PROBLEM TO WORK ON> Emit an exact copy of the lines running from the start of the records to the line containing "There are three", both included.

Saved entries

PR #2908, opened 2017-09-11
Fix missing ipAddress for ports when LB update & release port resource when remove

carolynhu:
https://github.com/rancher/rancher/issues/9752
There are three issues being fixed in this PR:
When we first create LB service, scheduler will allocate an ip address for the ports. 
(1).However, when we update LB, the original ip address assigned for the old ports is missing (2).also, there is no ip allocated for new ports.

https://github.com/rancher/rancher/issues/9879
(3).port resource fail to release when remove

### DIFF
--- a/code/iaas/allocator/src/main/java/io/cattle/platform/allocator/dao/AllocatorDao.java
+++ b/code/iaas/allocator/src/main/java/io/cattle/platform/allocator/dao/AllocatorDao.java
@@ -62,4 +62,6 @@ public interface AllocatorDao {
     String getAllocatedHostUuid(Volume volume);
 
     Iterator<AllocationCandidate> iteratorHosts(List<String> orderedHostUuids, List<Long> volumes, QueryOptions options);
+
+    void updateInstancePorts(List<Map<String, Object>> dataList);
  }
--- a/code/iaas/allocator/src/main/java/io/cattle/platform/allocator/dao/impl/AllocatorDaoImpl.java
+++ b/code/iaas/allocator/src/main/java/io/cattle/platform/allocator/dao/impl/AllocatorDaoImpl.java
@@ -42,8 +42,10 @@ import io.cattle.platform.core.model.tables.records.InstanceRecord;
 import io.cattle.platform.core.model.tables.records.PortRecord;
 import io.cattle.platform.core.model.tables.records.StoragePoolRecord;
 import io.cattle.platform.db.jooq.dao.impl.AbstractJooqDao;
+import io.cattle.platform.eventing.EventService;
 import io.cattle.platform.object.ObjectManager;
 import io.cattle.platform.object.util.DataAccessor;
+
 import io.github.ibuildthecloud.gdapi.condition.ConditionType;
 
 import java.util.ArrayList;
@@ -98,7 +100,9 @@ public class AllocatorDaoImpl extends AbstractJooqDao implements AllocatorDao {
     ObjectManager objectManager;
     @Inject
     GenericMapDao mapDao;
-
+    @Inject
+    EventService eventService;
+    
     @Override
     public boolean isInstanceImageKind(long instanceId, String kind) {
         return create().select(STORAGE_POOL.fields())
@@ -533,7 +537,7 @@ public class AllocatorDaoImpl extends AbstractJooqDao implements AllocatorDao {
         }
         return instances;
     }
-    
+
     /* (non-Java doc)
      * @see io.cattle.platform.allocator.dao.AllocatorDao#updateInstancePorts(java.util.Map)
      * Scheduler will return a list of map showing the allocated result in the following format:
@@ -559,7 +563,9 @@ public class AllocatorDaoImpl extends AbstractJooqDao implements AllocatorDao {
      * Port Table. Binding address field in port table and public port field in port table if public port is allocated by external scheduler (for agent)  
      */
     @SuppressWarnings("unchecked")
-    private void updateInstancePorts(List<Map<String, Object>> dataList) {
+    @Override
+    public void updateInstancePorts(List<Map<String, Object>> dataList) {
+    		
         for (Map<String, Object> data: dataList) {
             if (data.get(INSTANCE_ID) == null) {
                 continue;
@@ -576,7 +582,7 @@ public class AllocatorDaoImpl extends AbstractJooqDao implements AllocatorDao {
                 String protocol = (String) allocatedIp.get(PROTOCOL);
                 Integer publicPort = (Integer) allocatedIp.get(PUBLIC_PORT);
                 Integer privatePort = (Integer) allocatedIp.get(PRIVATE_PORT);
-                for (Port port: objectManager.children(instance, Port.class)) {
+                for (Port port : objectManager.children(instance, Port.class)) {
                     if (port.getPrivatePort().equals(privatePort) 
                             && StringUtils.equals(port.getProtocol(), protocol) 
                             && (port.getPublicPort() == null || port.getPublicPort().equals(publicPort))) { 
@@ -590,7 +596,6 @@ public class AllocatorDaoImpl extends AbstractJooqDao implements AllocatorDao {
         }
         return;
     }
-    
 
     @Override
     public Iterator<AllocationCandidate> iteratorHosts(List<String> orderedHostUuids, List<Long> volumes, QueryOptions options) {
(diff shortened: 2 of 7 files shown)


tests/integration-v1/cattletest/core/test_port.py
```diff
@@ -33,19 +33,19 @@ def test_container_port_create_start(super_client, new_context):
             assert port.publicPort is None
             assert port.protocol == 'tcp'
             assert port.instanceId == c.id
-            assert port.state == 'inactive'
+            assert port.state == 'requested'
```
alena1108: We should figure out why the test is failing; modifying the test so it just passes, is not quite correct.

carolynhu: @alena1108 just a test to see whether there is only one error with my pr ☺

code/iaas/allocator/src/main/java/io/cattle/platform/allocator/dao/impl/AllocatorDaoImpl.java
```diff
@@ -591,6 +596,35 @@ private void updateInstancePorts(List<Map<String, Object>> dataList) {
         return;
     }
     
+    @SuppressWarnings("unchecked")
+	private void updateInstancePortsForLoadBalancer(List<Map<String, Object>> dataList, List<Port> newPorts) {
```
alena1108: I'd change the name for this method. It should not be load balancer specific. Why don't we just put all the logic to updateInstanceForNewPorts

code/iaas/allocator/src/main/java/io/cattle/platform/allocator/dao/AllocatorDao.java
```diff
@@ -62,4 +62,6 @@
     String getAllocatedHostUuid(Volume volume);
 
     Iterator<AllocationCandidate> iteratorHosts(List<String> orderedHostUuids, List<Long> volumes, QueryOptions options);
+
+    void updateInstanceForNewPorts(List<Map<String, Object>> dataList, List<Port> newPorts);
```
alena1108: Usually it is not a very good idea to pass a generic field to the method call. Can you see if we can make the "dataList" type more concrete + the name should reflect the meaning, dataList as a name is too generic as well

alena1108: Also are we just updating ports in this method, or instance as well? If just ports, the function name should reflect that

code/iaas/allocator/src/main/java/io/cattle/platform/allocator/service/impl/AllocatorServiceImpl.java
```diff
@@ -205,6 +206,16 @@ public void volumeDeallocate(Volume volume) {
     }
 
     @Override
+    public void newPortAllocateForLoadBalancerUpdate(Instance instance, List<Port> newPorts) {
+        callExternalSchedulerForNewPorts(instance, newPorts);
```
alena1108: Lets name the methods as:

callExternalScheduleToAllocatePorts
callExternalSchedulerToRemovePorts

code/iaas/allocator/src/main/java/io/cattle/platform/allocator/service/AllocatorService.java
```diff
@@ -19,5 +20,9 @@
 
     void ensureResourcesReservedForStart(Instance instance);
 
+    void newPortAllocateForLoadBalancerUpdate(Instance instance, List<Port> newPorts);
```
alena1108: Lets change the methods names to:

allocatePortsForInstanceUpdate
releasePortsForInstanceUpdate

code/iaas/model/src/main/java/io/cattle/platform/core/dao/impl/NetworkDaoImpl.java
```diff
@@ -165,40 +165,51 @@ public Network getDefaultNetwork(Long accountId) {
...
             if (port.getRemoved() != null || port.getState().equalsIgnoreCase(CommonStatesConstants.REMOVING)) {
                 continue;
             }
-            existingPorts.put(toKey(port), port);
+            existingInstancePorts.put(toKey(port), port);
         }
 
         for (String port : newPortDefs) {
-            PortSpec spec = new PortSpec(port);
+            PortSpec servicePortSpec = new PortSpec(port);
```
alena1108: Lets not call it "servicePortSpec"; it should be "newPortSpec"

code/iaas/model/src/main/java/io/cattle/platform/core/util/PortSpec.java
```diff
@@ -93,7 +93,7 @@ public Integer getPublicPort() {
         return publicPort;
     }
 
-    public int getPrivatePort() {
+    public Integer getPrivatePort() {
```
alena1108: why this change? private port can never be null. Public port can though

code/iaas/model/src/test/java/io/cattle/platform/core/util/PortSpecTest.java
```diff
@@ -12,31 +12,31 @@ public void testValidFormats() {
         // format: ip:hostPort:containerPort | ip::containerPort | hostPort:containerPort | containerPort
         PortSpec spec = new PortSpec("80");
 
-        assertEquals(80, spec.getPrivatePort());
+        assertEquals(new Integer(80), spec.getPrivatePort());
```
alena1108: we should revert this change. Private port can never be null, and it should be primitive.

code/iaas/service-discovery/server/src/main/java/io/cattle/platform/servicediscovery/process/LoadBalancerServiceUpdatePostListener.java
```diff
@@ -103,8 +109,18 @@ private void updateServicePorts(Service service, ProcessState state) {
...
-            instance = objectManager.setFields(instance, InstanceConstants.FIELD_PORTS, newPortDefs);
+            List<Port> toUpdate = objectManager.find(Port.class, PORT.INSTANCE_ID, instance.getId(), PORT.REMOVED, null);
+            List<String> toUpdatePortDefs = new ArrayList<>();
+
+            for (Port port : toUpdate) {
+                PortSpec portSpec = new PortSpec(port);
+                toUpdatePortDefs.add(portSpec.toSpec());
+            }
+
+            instance = objectManager.setFields(instance, InstanceConstants.FIELD_PORTS, toUpdatePortDefs);
```
alena1108: I'd put this call (objectManager.setFields(instance, InstanceConstants.FIELD_PORTS, toUpdatePortDefs) to corresponding allocatorDao method. So the listener calls allocator service, allocator service calls external scheduler to allocate the ip address, then Dao is called to persist the ports + update the instance.

code/iaas/model/src/main/java/io/cattle/platform/core/util/PortSpec.java
carolynhu: then, here https://github.com/carolynhu/cattle/blob/d688ecb308f04ac730cbdd456d751bb1f2663d6f/code/iaas/model/src/main/java/io/cattle/platform/core/dao/impl/NetworkDaoImpl.java#L182
should be check "instancePortSpec.getPrivatePort() == servicePortSpec.getPrivatePort()" not equals

code/iaas/service-discovery/server/src/main/java/io/cattle/platform/servicediscovery/process/LoadBalancerServiceUpdatePostListener.java
```diff
@@ -117,6 +133,7 @@ private void updateServicePorts(Service service, ProcessState state) {
             for (Port port : toRemove) {
                 deactivateThenRemove(port, new HashMap<String, Object>());
             }
+            allocatorService.portResourceReleasedForLoadBalancerUpdate(instance, toRemove);
```
alena1108: Comment above applies for release as well.

alena1108:
@carolynhu could you also squash the commits into 1

code/iaas/allocator/src/main/java/io/cattle/platform/allocator/dao/AllocatorDao.java
carolynhu: The name can be changed such as "allocatedDataList", since this dataList is like: [{allocatedIPs=[{allocatedIP=192.168.60.60, privatePort=11, protocol=tcp, publicPort=11}, {allocatedIP=192.168.60.60, privatePort=22, protocol=tcp, publicPort=22}], instanceID=494}] which is hard to make it to a specific data type

alena1108:
LGTM. Drone TF is unrelated.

FINAL ANSWER>
PR #2908, opened 2017-09-11
Fix missing ipAddress for ports when LB update & release port resource when remove

carolynhu:
https://github.com/rancher/rancher/issues/9752
There are three issues being fixed in this PR:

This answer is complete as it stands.